Voyager 2 discovered five of the inner moons in 1989. In addition, Voyager imaged Larissa which a ground-based team had detected in 1981 while using a special technique to search for rings.
In 2013 a seventh inner moon was discovered by using 2004 Hubble Space Telescope data. It orbits between Larissa and Proteus, and is designated S/2004 N 1. Although the other inner moons range in size from 50-400 km (30-250 mi), the new one is even smaller, only about 18 km (11 mi) across. No wonder nobody had noticed it before.
Proteus – named for an ancient sea god and shape changer – is the second largest of all Neptune's moons. At around 400 km (250 mi), Proteus might have been spherical, but it didn't quite make it. Triton is the only Neptunian moon with enough mass for its gravity to pull it into a sphere. Of the inner moons only Larissa and Proteus were even large enough for Voyager photos to show surface features. They are both heavily cratered. Proteus's biggest crater Pharos is over 150 km (95 mi) across.
The seven inner moons orbit Neptune's equator, in circular prograde orbits. However because of their closeness to Neptune, their orbits are decaying. This means that they're slowing down, and in the distant future tidal forces will either break them up to form new rings or send them crashing into Neptune.
Found from the ground
Neptune was discovered in 1846, and Triton a few weeks later. Not surprisingly, considering the distance and small size of the other moons, a century passed before a second moon was discovered. The discoverer was Gerard Kuiper after whom the Kuiper Belt was named. He discovered Nereid in 1949.
Since Proteus is bigger than Nereid, you'd have expected it to be discovered first.

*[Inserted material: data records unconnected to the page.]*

PR #327, opened 2014-05-06
Add timeout to batch put.

jesse5e:
Batch put can now be called with with waitflush=timeout_in_seconds. The request
will complete when there are items with errors (http 400), when HBase errors
in /api/put will send http 500 errors (instead of 400), when all requests are
written to HBase (http 200) or after timeout_in_seconds (http 408).
Additionally, moved logging for all urls starting with /api/put calls debug.

NOTE: Submitted on behalf of third-party contributor:
  * Guenther Schmuelling <schmuell@pepperdata.com>

### DIFF
--- a/src/tsd/PutDataPointRpc.java
+++ b/src/tsd/PutDataPointRpc.java
@@ -16,14 +16,19 @@ import java.io.IOException;
 import java.util.ArrayList;
 import java.util.HashMap;
 import java.util.List;
+import java.util.concurrent.atomic.AtomicBoolean;
 import java.util.concurrent.atomic.AtomicLong;
-
+import java.util.concurrent.TimeUnit;
+import java.util.concurrent.Executors;
+import java.util.concurrent.ScheduledExecutorService;
+import java.util.concurrent.ScheduledFuture;
 import com.stumbleupon.async.Callback;
 import com.stumbleupon.async.Deferred;
 
 import org.jboss.netty.channel.Channel;
 import org.jboss.netty.handler.codec.http.HttpMethod;
 import org.jboss.netty.handler.codec.http.HttpResponseStatus;
+
 import org.slf4j.Logger;
 import org.slf4j.LoggerFactory;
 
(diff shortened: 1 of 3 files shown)


src/tsd/PutDataPointRpc.java
```diff
@@ -35,12 +40,106 @@
...
   private static final AtomicLong requests = new AtomicLong();
   private static final AtomicLong hbase_errors = new AtomicLong();
   private static final AtomicLong invalid_values = new AtomicLong();
   private static final AtomicLong illegal_arguments = new AtomicLong();
   private static final AtomicLong unknown_metrics = new AtomicLong();
+  private static final AtomicLong batch_timeouts = new AtomicLong();
+
+  /** timers to watch the requests */
+  private final static ScheduledExecutorService scheduler =
+      Executors.newScheduledThreadPool(2);
```
manolama: Why two threads and is that enough? We may want to make this configurable

manolama:
I'm not super fond of the scheduled thread pool but it may be the best way to timeout the RPCs right now. Also could you look at https://github.com/OpenTSDB/opentsdb/pull/371? I think it may be a bit more performant to wait on the group instead of each individual RPC.

jesse5e:
#371 <https://github.com/OpenTSDB/opentsdb/pull/371> looks simple, and
works for the purpose. However, it blocks a thread while waiting for
completion of put requests. It could easily limit the injection performance
of TSD by the number of netty threads not by the capacity of HBase or TSD
node. I believe our approach is much more efficient.

manolama:
I'll merge both into one kind of PR that won't block the thread but will use a shared HashedWheelTimer for the timeout (in addition to the new AsyncHBase timeouts).

manolama:
Re-worked and merged into 756dbda1a19ac7e0ff03a8534c74ed3bec3d9fa8. Thanks a ton!

jesse5e:
Thanks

However all of the inner planets are covered in a dark, reddish material that may be some kind of organic compound. They're also close to Neptune and lost in the glare of its reflected sunlight. The distance from Proteus to Neptune is less than a third of the Earth-Moon distance. Its discovery had to await a visiting space probe.
Nereid has a prograde orbit, but a highly eccentric one. The red line on the diagram shows an orbit like Nereid's. Its distance from Neptune varies from about 1,400,000 km (850,000 mi) to nearly 10 million kilometers (6 million miles). The strange orbit suggests that Nereid's a captured object. However there is also evidence that suggests it could have been an inner moon whose orbit was disrupted during the capture of Triton.
It wasn't until the 21st century that ground-based telescopes had advanced enough to discover the five tiny outer moons.
Naming the moons
The biggest moon was nameless for about a century. In 1880 French astronomer Camille Flammarion called it Triton after a son of Poseidon (Neptune), but people pretty much ignored it. It was still just Neptune's satellite. This was satisfactory until Kuiper discovered a second one which he named Nereid.
It was then almost another half century before the total number of moons starting shooting up. They were all given designations that identified them. But in addition, the International Astronomical Union (IAU) decided they should stick with the theme of classical water deities in their naming.